By Jon Coupal | Whenever you see politicians and special interests throwing statistics around like the cafeteria food in “Animal House,” it’s a better-than-even bet that they’re distorting their respective claims about how we fund schools in California.

A weekly column by Jon Coupal

Here are some basics about school financing that every taxpayer should know. First, it’s complicated. K-14 schools get funding from a variety of federal, state and local sources.  (K-14 includes community colleges but not the University of California or California State University).

Second, it should be no surprise that California spends more on education than any other state given our population. But we also spend significantly more per student when all sources of revenue are considered.

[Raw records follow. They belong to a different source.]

Issue #786, opened 2026-06-19
Remove configurable transport and run protocol v2 only in v0.19.0 (revert #785)


grunch:
## Context

PR #785 makes the inner Mostro protocol `version` of server-originated messages **follow the active wire transport**:

| `transport` setting | event kind | inner `version` |
|---|---|---|
| `gift-wrap` | 1059 (NIP-59) | 1 |
| `nip44`     | 14 (NIP-44 direct) | 2 |

This is a **transitional** mechanism, not a permanent design. This issue tracks its lifecycle across the next two releases.

### v0.18.0 — operator opt-in (backwards compatibility)

The node operator keeps the ability to choose the protocol version (v1 or v2) via the `transport` setting:

- `transport = "gift-wrap"` → protocol **v1**
- `transport = "nip44"` → protocol **v2**

This window exists purely for **backwards compatibility** with other Mostro clients that have not yet migrated to protocol v2. Operators can stay on v1 while the ecosystem catches up.

### v0.19.0 — v2 only (revert PR #785)

- mostrod runs **exclusively on protocol v2**, the version indicated by `mostro-core` (`PROTOCOL_VER`).
- The transport/version selection in settings is **removed** — no more `transport` knob.
- The version-stamping logic introduced in PR #785 (`stamp_protocol_version` in `src/util.rs`) is **reverted**, since the inner version once again becomes a constant equal to `PROTOCOL_VER` with no transport to follow.

## Tasks for v0.19.0

- [ ] Revert PR #785 (`stamp_protocol_version` and the `send_dm` call site).
- [ ] Remove the `transport` setting from config (`src/config/types.rs`, `settings.rs`, defaults, docs).
- [ ] Default and hardcode the wire format to the protocol-v2 (`nip44`, kind-14) transport.
- [ ] Update `docs/TRANSPORT_V2_SPEC.md` and any operator-facing config docs.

Third, the biggest slice out of the state’s general fund pie goes to education. This is due in large part to Proposition 98, a constitutional initiative barely approved (50.7%) by voters in 1988. It requires a minimum percentage of the state budget to be spent on K-14 education and has a complex series of “tests” to determine annual increases in spending. Generally speaking, it requires that at least 40% of the state budget to go to K-14 education. The 40% guarantee is ironclad even though enrollment in K-14 has fallen significantly in recent years.

According to its sponsor and biggest funder, the California Teachers Association, Prop. 98 was the panacea to fix all that was wrong with education. The first sentence of the ballot argument in favor of the initiative, signed by CTA’s president, states “Proposition 98 is a well-thought-out plan for California’s schools to once again be among the very best in the nation.”

To read the entire column, please click here.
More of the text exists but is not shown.